(Beginning of Data in this exercise)

PR #17196, opened 2019-10-10
modules/installation-bootstrap-gather: --master for each machine

wking:
This is what we do in CI since openshift/release@3013859bdc (openshift/release#4734), so we know it works.  Comma-delimited machines won't work, as described in that release commit.  I'd be surprised if space-delimited worked.

### DIFF
--- a/modules/installation-bootstrap-gather.adoc
+++ b/modules/installation-bootstrap-gather.adoc
@@ -49,15 +49,20 @@ command:
 ----
 $ ./openshift-install gather bootstrap --dir=<directory> \ <1>
     --bootstrap <bootstrap_address> \ <2>
-    --master "<master_address> <master_address> <master_address>" <3>
+    --master <master_1_address> \ <3>
+    --master <master_2_address> \ <3>
+    --master <master_3_address>" <3>
 ----
 <1> `installation_directory` is the directory you stored the {product-title}
 definition files that the installation program creates.
 <2> `<bootstrap_address>` is the fully-qualified domain name or IP address of
 the cluster's bootstrap machine.
-<3> `<master_address>` is the fully-qualified domain name or IP address of a
-control plane, or master, machine in your cluster. Specify a space-delimited
-list that contains all the control plane machines in your cluster.
+<3> For each control plane, or master, machine in your cluster, replace `<master_*_address>` with its fully-qualified domain name or IP address.
++
+[NOTE]
+====
+A default cluster contains three control plane machines. List all of your control plane machines as shown, no matter how many your cluster uses.
+====
 --
 +
 The command output resembles the following example:


wking:
Or maybe it works accidentally now because we have poor quoting/validation ;).

wking:
Pushed an additional commit to catch up with openshift/installer#1822.

modules/installation-bootstrap-gather.adoc
```diff
@@ -49,54 +49,22 @@ command:
 ----
 $ ./openshift-install gather bootstrap --dir=<directory> \ <1>
     --bootstrap <bootstrap_address> \ <2>
-    --master "<master_address> <master_address> <master_address>" <3>
+    --master <master1_address> --master <master2_address> --master <master3_address>" <3>
```
kalexand-rh:
```suggestion
    --master <master_1_address> \ <3>
    --master <master_2_address> \ <3>
    --master <master_3_address>" <3>
```

modules/installation-bootstrap-gather.adoc
```diff
@@ -49,54 +49,22 @@ command:
...
 ----
 <1> `installation_directory` is the directory you stored the {product-title}
 definition files that the installation program creates.
 <2> `<bootstrap_address>` is the fully-qualified domain name or IP address of
 the cluster's bootstrap machine.
-<3> `<master_address>` is the fully-qualified domain name or IP address of a
-control plane, or master, machine in your cluster. Specify a space-delimited
-list that contains all the control plane machines in your cluster.
+<3> `<master*_address>` are the fully-qualified domain names or IP addresses of
```
kalexand-rh:
```suggestion
<3> For each control plane, or master, machine in your cluster, replace `<master_*_address>` with its fully-qualified domain names or IP addresses.
```

kalexand-rh (commented):
Thank you for the update! I might change it up a bit.

wking:
Squashed in your suggestions.

kalexand-rh:
@wking, you'll eventually need to squash to one commit.

@shlao, will you PTAL?

wking:
> you'll eventually need to squash to one commit.

Because of the different backport depths, I just spun the second commit off into its own PR (#17651).  This one can go back to 4.1 and 4.2.

kalexand-rh:
@shlao, will you PTAL?

shlao:
@ahardin-rh  it's good, but In the big Corps, there are, maybe, more than 3 masters.
Can we use this output?
```
 --master <master_3_address>" (3)
... ...
 --master <master_N_address>" (N)
```

modules/installation-bootstrap-gather.adoc
```diff
@@ -49,15 +49,16 @@ command:
...
 ----
 <1> `installation_directory` is the directory you stored the {product-title}
 definition files that the installation program creates.
 <2> `<bootstrap_address>` is the fully-qualified domain name or IP address of
 the cluster's bootstrap machine.
-<3> `<master_address>` is the fully-qualified domain name or IP address of a
-control plane, or master, machine in your cluster. Specify a space-delimited
-list that contains all the control plane machines in your cluster.
+<3> For each control plane, or master, machine in your cluster, replace `<master_*_address>` with its fully-qualified domain names or IP addresses.
+control plane, or master, machines in your cluster.
```
kalexand-rh: This line needs to be removed.

kalexand-rh:
> @ahardin-rh it's good, but In big Corps, there are, maybe, more than 3 masters.
> Can we use this output?
> 
> ```
>  --master <master_3_address>" (3)
> ... ...
>  --master <master_N_address>" (N)
> ```

 I think that that would make the command harder to use, but we can be more explicit in the note. @wking, what do you think of the commit that I added?

wking:
I've pushed 0b1e9890c -> 518234b7e, softening @kalexand-rh's wording a bit to drop the "must" and allowing for clusters with fewer control plane machines (we may not support one or two control plane machines, but the gather logic doesn't care about that).

modules/installation-bootstrap-gather.adoc
```diff
@@ -49,15 +49,20 @@ command:
...
 <2> `<bootstrap_address>` is the fully-qualified domain name or IP address of
 the cluster's bootstrap machine.
-<3> `<master_address>` is the fully-qualified domain name or IP address of a
-control plane, or master, machine in your cluster. Specify a space-delimited
-list that contains all the control plane machines in your cluster.
+<3> For each control plane, or master, machine in your cluster, replace `<master_*_address>` with its fully-qualified domain name or IP address.
++
+[NOTE]
+====
+A default cluster contains three control plane machines. List all of your control plane machines, even if you aren't using three like the example above.
```
kalexand-rh: I think the "must" could have stayed.

```suggestion
A default cluster contains three control plane machines. List all of your control plane machines as shown, no matter how many your cluster uses.
```

Our style guide prohibits both contractions and the use of "above" like that.

wking: Sounds good :)  I can squash back down to one commit when I get back to my laptop.

kalexand-rh: Great! Thank you, Trevor!

wking: Squashed and rebased onto the current master with 8a32a0925 -> 1e49f6876.

kalexand-rh:
I think this will work. Thank you!

PR #17232, opened 2019-10-11
BZ1760250 Add GCE sample definition

bobfuru:
[BZ 1760250](https://bugzilla.redhat.com/show_bug.cgi?id=1760250)
I'm not sure that callout 2 and the note at the end are necessary, or if we should only list `replication-type` as `none` and not document the `regional-pd` value at all.

@liangxia @huffmanca PTAL

### DIFF
--- a/modules/dynamic-provisioning-gce-definition.adoc
+++ b/modules/dynamic-provisioning-gce-definition.adoc
@@ -15,19 +15,6 @@ metadata:
 provisioner: kubernetes.io/gce-pd
 parameters:
   type: pd-standard  <1>
-  zone: us-central1-a  <2>
-  zones: us-central1-a, us-central1-b, us-east1-b  <3>
-  fsType: ext4 <4>
+  replication-type: none
 ----
 <1> Select either `pd-standard` or `pd-ssd`. The default is `pd-ssd`.
-<2> GCE zone. If no zone is specified, volumes are generally round-robined
-across all active zones where the {product-title} cluster has a node. 
-Zone and zones parameters must not be used at the same time.
-<3> A comma-separated list of GCE zone(s). If no zone is specified, 
-volumes are generally round-robined across all active zones where the 
-{product-title} cluster has a node. Zone and zones parameters must not 
-be used at the same time.
-<4> File system that is created on dynamically provisioned volumes. This 
-value is copied to the `fsType` field of dynamically provisioned 
-persistent volumes and the file system is created when the volume is 
-mounted for the first time. The default value is `ext4`.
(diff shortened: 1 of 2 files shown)


huffmanca:
@bobfuru ,

I'm inclined to leave the annotation off of `replication-type`, considering that the only other option for this attribute requires deprecated parameters.

Considering that the default value for this parameter is the only one that doesn't require additional, deprecated, parameters, I would delete the line entirely and let it default to `none`.

liangxia:
The parameter `zone` and `zones` are removed there (I'm OK with the remove here), but it still exist for [AWS](https://docs.openshift.com/container-platform/4.2/storage/dynamic-provisioning.html#aws-definition_dynamic-provisioning). Shall we report a bug to request removing that as well ?

liangxia:
Also, I'm OK leaving the `replication-type` there as our default storage class on GCP have it, which can explain why it is set to `none`.

```
$ oc version
Client Version: v4.2.0
Server Version: 4.2.0-rc.5
Kubernetes Version: v1.14.6+2e5ed54

$ oc get sc standard -o yaml
allowVolumeExpansion: true
apiVersion: storage.k8s.io/v1
kind: StorageClass
metadata:
  annotations:
    storageclass.kubernetes.io/is-default-class: "true"
  creationTimestamp: "2019-10-14T06:25:58Z"
  name: standard
  ownerReferences:
  - apiVersion: v1
    kind: clusteroperator
    name: storage
    uid: 9020ec49-ee4a-11e9-a432-42010a000005
  resourceVersion: "8129"
  selfLink: /apis/storage.k8s.io/v1/storageclasses/standard
  uid: 7c3164a9-ee4b-11e9-9a6b-42010a000003
parameters:
  replication-type: none
  type: pd-standard
provisioner: kubernetes.io/gce-pd
reclaimPolicy: Delete
volumeBindingMode: WaitForFirstConsumer

```

bobfuru:
> @bobfuru ,
> 
> I'm inclined to leave the annotation off of `replication-type`, considering that the only other option for this attribute requires deprecated parameters.
> 
> Considering that the default value for this parameter is the only one that doesn't require additional, deprecated, parameters, I would delete the line entirely and let it default to `none`.

I agree and had the same inclination. Will remove the annotation and leave it as `replication-type: none`. Thanks.

bobfuru:
> The parameter `zone` and `zones` are removed there (I'm OK with the remove here), but it still exist for [AWS](https://docs.openshift.com/container-platform/4.2/storage/dynamic-provisioning.html#aws-definition_dynamic-provisioning). Shall we report a bug to request removing that as well ?

Yes, good catch. I've opened [BZ 1761524](https://bugzilla.redhat.com/show_bug.cgi?id=1761524) to get it removed from AWS EBS sample.

PR #17233, opened 2019-10-11
Added information about upgrade channels / phased rollout + migration tool links

ahardin-rh:
Per discussion in the program meeting. Adding content to the Upgrading topics, as well as the 4.2 Release Notes.

Preview Build: http://file.rdu.redhat.com/~ahardin/10112019/phased-rollout/updating/updating-cluster.html

cc @aheslin @kalexand-rh @vikram-redhat @sferich888 @reestr

### DIFF
--- a/modules/understanding-upgrade-channels.adoc
+++ b/modules/understanding-upgrade-channels.adoc
@@ -1,0 +1,24 @@
+// Module included in the following assemblies:
+//
+// updating/updating-cluster.adoc
+// updating/updating-cluster-cli.adoc
+// updating/updating-cluster-rhel-compute.adoc
+// updating/updating-disconnected-cluster.adoc
+
+[id="understanding_upgrade_channels_{context}"]
+= Understanding {product-title} upgrade channels
+
+In {product-title} 4.1, Red Hat introduced the concept of upgrade channels for
+recommending the appropriate upgrade versions to your cluster. Upgrade channels
+separate upgrade strategies and also are used to control the cadence of updates.
+Channels are tied to a minor version of {product-title}. For instance,
+{product-title} {product-version} channels will never include an upgrade to a
+4.3 release. This ensures administrators make an explicit decision to upgrade to
+the next minor version of {product-title}. Channels only control updates and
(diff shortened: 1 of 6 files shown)


modules/understanding-upgrade-channels.adoc
```diff
@@ -0,0 +1,24 @@
...
+separate upgrade strategies and also are used to control the cadence of updates.
+Channels are tied to a minor version of {product-title}. For instance,
+{product-title} {product-version} channels will never include an upgrade to a
+4.3 release. This ensures administrators make an explicit decision to upgrade to
+the next minor version of {product-title}. Channels only control updates and
+have no impact on the version of the cluster you install; the
+`openshift-install` binary for a given patch level of {product-title} always
+installs that patch level.
+
+See link:https://access.redhat.com/articles/4495171[OpenShift 4.2 Upgrades
```
smarterclayton: Is there a reason we didn't include the full description?  Why go to an article?

kalexand-rh (commented):
LGTM! I'm going to make a couple of changes in my in-flight update PR.

modules/understanding-upgrade-channels.adoc
ahardin-rh: @smarterclayton From the discussions I was following, it sounded like the content could continue to evolve and that we could potentially add in more types. I didn't want to duplicate any information and effort and thought pointing to the article could help with future docs maintenance while that is all sorted out. Let me know if that's a misunderstanding on my part. If so, we can pull the content into our doc set instead. Thanks!

ahardin-rh:
Thanks! Merging this to get it into GA. If we have to re-structure anything, I will open a new PR.

modules/understanding-upgrade-channels.adoc
smarterclayton: That's fine, we can always do it later.  I would like to see some of the discussion in the doc in the long run, but yes, it may still be evolving a bit.

kalexand-rh: @smarterclayton, is that KB stable enough to roll into the docs next week?

PR #17235, opened 2019-10-12
BZ1761067: Corrected local storage output example.

huffmanca:
This corrects the output of the `local-storage` namespace.

This is for OCP 4.2.


liangxia:
LGTM (from QE)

(End of Data in this exercise)

▶ **Your task**
Please return every line of the records above that contains the word "option".

▶ **The completed task**
I'm inclined to leave the annotation off of `replication-type`, considering that the only other option for this attribute requires deprecated parameters.
> I'm inclined to leave the annotation off of `replication-type`, considering that the only other option for this attribute requires deprecated parameters.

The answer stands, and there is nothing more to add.